В народе говорят, что если разжечь страсти в человеке, то правды не найти, поэтому Ткаченко вмешался в разговор, а точнее, в допрос летчика:
— Вы, товарищ Васин, возьмите себя в руки, отвечайте четко и ясно.
Бледность отхлынула с лица летчика. Он внимательно осмотрел притихшее небо, взглянул на противоположную сторону аэродрома, где находилась мишень, по которой он должен был стрелять. Его глаза скользнули по вышке, откуда мы только сошли, остановились на белом кресте. Только после этого Васин сказал:
— Я, товарищ полковник, до этого стрелял два раза, — и показал на крест, — и оба раза по мишени, которая находилась здесь. Заходы были с той же стороны. Сейчас стрелял по привычке…
— Но здесь-то была не мишень-самолет, а «Т»!
— Да, «Т». Но солнце слепило.
— Молите бога, — сказал Ткаченко, — что обошлось благополучно и вы очередь дали удачно. Все снаряды легли кучно. Умение стрелять у вас есть, а вот осмотрительности и сообразительности при изменении обстановки не хватило.
Отпустив летчика, Ткаченко предложил Кутахову:
— Надо сейчас же собрать летчиков и объяснить, почему случилось происшествие.
Солнце было в зените, когда летчики в установившейся тишине покидали аэродром. Небо тоже притихло, как бы сочувствуя им. Жалко, что пропадает такая летная погода. Однако случившееся должны были прочувствовать все авиаторы, а для них запрет полетов — большое наказание.

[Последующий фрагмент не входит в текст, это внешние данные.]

PR #303, opened 2016-12-06
Adding deprecations 11 and 12

adamleff:
* 11: property names that conflict with existing methods are disallowed
 * 12: the launchd `hash` property is renamed due to deprecation 11

Related to chef/chef#5606

/cc @thommay @lamont-granquist

### DIFF
--- a/chef_master/source/chef_deprecations_client.rst
+++ b/chef_master/source/chef_deprecations_client.rst
@@ -77,6 +77,14 @@ All Deprecations
   * - :doc:`CHEF-10 </deprecations_dnf_package_allow_downgrade>`
     - DNF package provider and resource do not require ``--allow-downgrade`` anymore.
     - 12.18.31
+    -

Мы вместе с Кутаховым в столовую шли пешком. Ткаченко спросил Павла Степановича:
— А Васин после этого не скиснет?
— Не должен. Жизнь летчиков, бывает, жестоко бьет. Самолюбцы, эгоисты, случается, закисают, а Васин — общительный человек, нос повесить ему не дадут друзья.
Инспекция пришла к выводу, что дивизия неплохо подготовлена к боевым действиям днем в простых метеоусловиях. К ночным полетам на МиГ-15 и к дневным в сложных метеоусловиях полки фактически не приступали, хотя аэродромы были оборудованы для так называемых «слепых» полетов. В каждом полку имелись учебные Як-11, и нам было приказано проверить умение руководящего состава летать в закрытой кабине. С этих двухместных самолетов должна была начаться подготовка летчиков к полетам на боевых истребителях в сложных метеорологических условиях. Из инспекторов при такой погоде еще никто не летал, да и наши самолеты в тренировочном полку не имели нужного оборудования. Перед командировкой мы изучили теорию «слепого» полета, чтобы контролировать проверяемых, летящих в закрытой кабине по приборам.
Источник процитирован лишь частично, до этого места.